_EXERCISE DIRECTIONS_
An exact copy of every record is the required answer.
___ RECORDS FOR THE TASK
PR #3709, opened 2022-03-09
docs: change master and agent config parameter listing to indexable tabular format

gh-determined-ai:
## Description

Reformatted master and agent configuration parameter documentation. In the CLUSTER SETUP section -> Basics, see Master Configuration Reference and Agent Configuration Reference. At least for the master, config sections are available in the right-side nav sidebar and any of these sections can be indexed from within the doc set.

The Config Cluster topic, itself, still needs some work.

## Checklist


varlogtim:
The problem here is that the config options aren't a list. They are hierarchical. Imagine like clicking on directories in Windows OS. My dream would be something like this:

1. Start
+<Agent Config> (completely collapsed)

2. Click the <Agent Config> and it expands down with all of the first level options, all of which are collapsed.
<Agent Config>
  ...
  + <security>
3. Click the <security> and that expands those options out:
<Agent Config>
  ...
  - <security>
    + <tls>
4. etc...
The point here is that it is easy to determine where in the hierarchy a config option exists in. When this stuff is used in the config file, it needs to have the proper parentage. The agent config isn't as bad as the master, which has many different possible options.

I feel like this would make it easier to navigate to the thing I wanted and even just read the config.

gh-determined-ai:
@varlogtim  I agree that we need to show the hierarchy. One problem I had is that I couldn't find the master or agent JSON schemas anywhere. Do you know where those might be defined? Also, it would be good to have real-world examples, fairly fleshed out, to go with the descriptions.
______
_RESPONSE FOR THIS EXERCISE_
PR #3709, opened 2022-03-09
docs: change master and agent config parameter listing to indexable tabular format

gh-determined-ai:
## Description

Reformatted master and agent configuration parameter documentation. In the CLUSTER SETUP section -> Basics, see Master Configuration Reference and Agent Configuration Reference. At least for the master, config sections are available in the right-side nav sidebar and any of these sections can be indexed from within the doc set.

The Config Cluster topic, itself, still needs some work.

## Checklist


varlogtim:
The problem here is that the config options aren't a list. They are hierarchical. Imagine like clicking on directories in Windows OS. My dream would be something like this:

1. Start
+<Agent Config> (completely collapsed)

2. Click the <Agent Config> and it expands down with all of the first level options, all of which are collapsed.
<Agent Config>
  ...
  + <security>
3. Click the <security> and that expands those options out:
<Agent Config>
  ...
  - <security>
    + <tls>
4. etc...
The point here is that it is easy to determine where in the hierarchy a config option exists in. When this stuff is used in the config file, it needs to have the proper parentage. The agent config isn't as bad as the master, which has many different possible options.

I feel like this would make it easier to navigate to the thing I wanted and even just read the config.

gh-determined-ai:
@varlogtim  I agree that we need to show the hierarchy. One problem I had is that I couldn't find the master or agent JSON schemas anywhere. Do you know where those might be defined? Also, it would be good to have real-world examples, fairly fleshed out, to go with the descriptions.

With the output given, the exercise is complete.